Defining an Animal:
· Multicellular cells adhere after mitotic cell division, cells communicate and support each other.
· Heterotrophs, eat other organisms for energy, possess internal digestion (unlike fungi).
· Motility, nerves, muscles, skeletons.
· Vertebrates or Not?: Most animals are invertebrates
· Ancient Phylogeny:
· Note: Animals are monophyletic. The common ancestor of animals is thought to resemble the colonial choanoflagellates. Earliest and simplest animals are marine.

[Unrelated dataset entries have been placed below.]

PR #1122, opened 2026-07-08
DAH-2365, bound matrix/verifyx SSH runs and emit GPU_VERIFY_TIMEOUT

arhangel66:
## Describe your changes

Bounds the previously unbounded SSH runs in the validation pipeline and makes a hung GPU check produce an explicit, observable result instead of a silent executor drop:

- `matrix_validation_service`: matmul run is now bounded by `MATRIX_VERIFY_TIMEOUT_SECONDS = 120`. On timeout the validator emits a new reason code `GPU_VERIFY_TIMEOUT` (score 0) and best-effort kills the leaked remote `decrypt_challenge.py` via `pkill`.
- `verifyx_validation_service`: SSH commands bounded by `VERIFYX_COMMAND_TIMEOUT_SECONDS = 600` (timeout folds into the existing `SSH_TRANSPORT` classification).
- `miner_service` (WS + REST paths): `asyncio.gather` results are now filtered through `_filter_task_results`, which logs a warning with executor uuid/address when a task is dropped without a result (previously exceptions were filtered out silently).

Context: on the wedged 8xB200 node (ticket-0258) the matmul hung forever, the executor's pipeline died only at the outer 780s `wait_for`, produced no reason code, and the stale sweep later flipped the executor inactive with zero operator-visible signal.

Notes from review (accepted, not regressions):
- `pkill -f <script_path>` could in principle hit a concurrent legitimate matmul run on the same executor; runs are per-executor and serialized per validator cycle, so the overlap window is negligible.
- Worst case verifyx (600s) + matmul (120s) leaves ~60s of the 780s outer budget for other checks; both steps were previously unbounded, so this only makes failures more graceful.

[DAH-2365 Matrix multiplication GPU check: emit explicit timeout result and clean up remote process](https://app.notion.com/p/Matrix-multiplication-GPU-check-emit-explicit-timeout-result-and-clean-up-remote-process-397b8bfdbde981d88bd9ff8b47f02ba9)

- [x] I wrote tests.
- [x] Need to take care of performance? (no extra work on the happy path; timeout only bounds already-hung runs)

### DIFF
--- a/neurons/validators/src/services/matrix_validation_service.py
+++ b/neurons/validators/src/services/matrix_validation_service.py
@@ -1,14 +1,24 @@
+import asyncio
 import time
 import random
 import logging
 import json
 import os
+import shlex
 import uuid as uuid4
 from dataclasses import dataclass
+
+import asyncssh
+
 from core.utils import _m, get_extra_info
 from ctypes import CDLL, c_longlong, POINTER, c_void_p, c_char_p
 
 logger = logging.getLogger(__name__)
+
+# Hard cap on the remote matmul run. Real runs finish in 4-27s; without a cap a wedged
+# GPU (e.g. VRAM held by an orphaned container, DAH-2364) hangs the whole pipeline until
+# the outer JOB_TIME_OUT cancellation, which dies silently without a reason_code (DAH-2365).
+MATRIX_VERIFY_TIMEOUT_SECONDS = 120
 
 
 class DMCompVerifyWrapper:
@@ -135,6 +145,7 @@ class ValidationResult:
     stderr: str = ""
     error_message: str = ""
     metrics: dict | None = None
+    timed_out: bool = False
 
     def __bool__(self) -> bool:
         """Allow using ValidationResult in boolean context for backward compatibility."""
@@ -195,6 +206,18 @@ class ValidationService:
         max_dim_k = max_elements // (2 * dim_n) - dim_n
 
         return max_dim_k
+
+    async def _kill_remote_matmul(self, ssh_client, script_path: str, log_extra: dict) -> None:
+        # best-effort kill of the leaked matmul process so it stops holding GPU memory
+        try:
+            await ssh_client.run(f"pkill -f {shlex.quote(script_path)}", timeout=10)
+        except Exception as e:
+            logger.warning(
+                _m(
+                    f"Failed to kill remote matmul process: {e}",
+                    extra=get_extra_info(log_extra),
+                )
+            )
 
     async def validate_gpu_model_and_process_job(
         self,
@@ -283,7 +306,21 @@ class ValidationService:
 
             # Run the script
             try:
-                result = await ssh_client.run(command)
+                result = await ssh_client.run(command, timeout=MATRIX_VERIFY_TIMEOUT_SECONDS)
+            except (asyncssh.TimeoutError, asyncio.TimeoutError):
+                # asyncssh's timeout only abandons the local wait — the remote process keeps
+                # running and holding GPU memory, so it must be killed explicitly.
+                error_msg = (
+                    f"Matrix multiplication timed out after {MATRIX_VERIFY_TIMEOUT_SECONDS}s"
+                )
+                logger.error(_m(error_msg, extra=get_extra_info(log_extra)))
+                await self._kill_remote_matmul(ssh_client, script_path, log_extra)
+                return ValidationResult(
+                    success=False,
+                    expected_uuid=verifier_params.uuid,
+                    error_message=error_msg,
+                    timed_out=True,
+                )
             except Exception as e:
                 error_msg = f"Failed to execute SSH command: {str(e)}"
                 logger.error(_m(error_msg, extra=get_extra_info(log_extra)))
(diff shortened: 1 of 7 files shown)


neurons/validators/src/services/matrix_validation_service.py
```diff
@@ -1,15 +1,25 @@
...
+
 from core.utils import _m, get_extra_info
 from ctypes import CDLL, c_longlong, POINTER, c_void_p, c_char_p
 
 logger = logging.getLogger(__name__)
 
+# Hard cap on the remote matmul run. Real runs finish in 4-27s; without a cap a wedged
+# GPU (e.g. VRAM held by an orphaned container, DAH-2364) hangs the whole pipeline until
+# the outer JOB_TIME_OUT cancellation, which dies silently without a reason_code (DAH-2365).
+MATRIX_VERIFY_TIMEOUT_SECONDS = 120
```
taiberium, line 21: Are you sure the timeout values are set properly and do not conflict with other timeouts in the lifecycle?

neurons/validators/src/services/verifyx_validation_service.py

· Ex: Sponges: lacking in tissues, their cells all act as one, with a cup-shaped form. Can collect nutrients from the water using its inner surface of the cup. This surface is composed of choanocytes, which use flagella to push water through pores like a hydroelectric dam.
Diploblastic Animals
· 2 Body Layers: Skin, gut. Possess a single opening for the gut, for intake and output.
· Central gastrovascular cavity: Process and pump blood and gut items in the same cavity.
· Tentacles: Ensnare smaller living things to pull into their mouths.
· Jellyfish, corals
· Noncentralized Nerve Net: No brain, but they do possess nerves.
· Aquatic: body is supported by the water.
· Cnidarians: Jellyfish, corals
· Ctenophores: Comb jellies
· Radial Symmetry: Rotate it 360 degrees, and if its appearance does not change at any point, it possesses radial symmetry.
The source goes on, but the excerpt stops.